32.3.4 Domain Adaptation
The team made a crucial investment: domain adaptation. They collected 50,000 pairs of logistics queries and equivalent relevant records, then fine-tuned the embedding model on this data.
Off-the-shelf embeddings treated "bill of lading" as unrelated to "shipping documentation" because they lacked domain context. Fine-tuning on logistics data taught the model that these were near-synonyms in context. This single change improved relevance by 22 percentage points.
They also built a synonym taxonomy that was applied as a preprocessing step. This taxonomy contained 5,000 synonym pairs curated by logistics experts and updated quarterly.
32.3.5 Evaluation and Iteration
QuickShip measured search quality with three metrics. Relevance rate tracked the percentage of results where the user clicked within the top 10 with a target of 85%. NDCG@10 measured Normalized Discounted Cumulative Gain for ranking quality with a target of 0.80. Zero-result rate captured the percentage of queries returning no results with a target under 5%.

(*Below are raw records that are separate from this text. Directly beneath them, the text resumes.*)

PR #233, opened 2017-01-23
qemu: Rearrange memory layout to allow lower memory footprint.

kacf:
The memory apparently starts counting from 0x60000000. By having our
kernel and dtb files load to an address closer to that address, we can
reduce the memory needed to boot. The problem with the previous
address was that it was pointing outside of the address space if the
available memory was reduced.

Consequently, reduce the QEMU memory to 64MiB.


GregorioDiStefano:
Nice!

PR #234, opened 2017-01-23
Reduce demo sdimg size to 400MiB.

kacf:
Generally it's all that's needed, and this will reduce testing times
considerably because there will be much less writing.

At the time of writing, the rootfs fills about 94MiB, so if you double
that for the dual rootfs and add 100MiB+ for the other partitions,
400MiB seems like a sane default.

### DIFF
--- a/meta-mender-demo/conf/layer.conf
+++ b/meta-mender-demo/conf/layer.conf
@@ -11,3 +11,6 @@ BBFILES += "${LAYERDIR}/recipes-*/*/*.bb \
 BBFILE_COLLECTIONS += "mender-demo"
 BBFILE_PATTERN_mender-demo = "^${LAYERDIR}/"
 BBFILE_PRIORITY_mender-demo = "6"
+
+MENDER_STORAGE_TOTAL_SIZE_MB ?= "400"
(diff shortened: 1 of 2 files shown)


meta-mender-demo/conf/layer.conf
```diff
@@ -11,3 +11,5 @@ BBFILES += "${LAYERDIR}/recipes-*/*/*.bb \
 BBFILE_COLLECTIONS += "mender-demo"
 BBFILE_PATTERN_mender-demo = "^${LAYERDIR}/"
 BBFILE_PRIORITY_mender-demo = "6"
+
+MENDER_STORAGE_TOTAL_SIZE_MB ?= "300"
```
bboozzoo: Switch to `core-image-minimal` and your rootfs will be ~20MB with dropbear

kacf: We need `core-image-full-cmdline` for the tests though. Do you think it's alright to leave it at 300 for demo/test purposes?

bboozzoo: Is there a specific feature you need?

They built an eval pipeline with 2,000 manually curated query-result pairs and ran it weekly against their production index. Any regression over 2% blocked deployment.
32.3.6 Results
QuickShip achieved substantial improvements across all measured dimensions. Top-10 relevance rate improved from sixty-two percent to ninety-one percent, a twenty-nine point improvement. NDCG@10, which measures ranking quality, increased from 0.41 to 0.84, representing a one hundred five percent improvement. Zero-result rate dropped from eighteen percent to three percent, an eighty-three percent reduction meaning far fewer searches failed to find anything. Search-related support tickets decreased from three hundred forty per month to sixty-eight per month, an eighty percent reduction. Meanwhile, search query volume increased from 2.1 million per month to 2.8 million per month, a thirty-three percent increase suggesting users had more confidence in the search system.
32.3.7 Key Lessons
QuickShip learned that domain fine-tuning was the biggest lever because generic embeddings underperformed significantly and the investment in domain-specific training data paid off dramatically. Hybrid search outperformed pure vector search because some queries benefited from exact keyword matching such as account numbers and tracking IDs, and pure semantic search could not replace keyword search entirely. User behavior signals were invaluable because click data revealed what users actually found relevant, which sometimes differed from expert annotations. Synonym taxonomy required maintenance because logistics terminology evolves with regulations and industry trends, so they built a quarterly review process with domain experts. Latency mattered less than expected because users tolerated 150ms latency if results were good, but poor relevance at any latency drove users to support.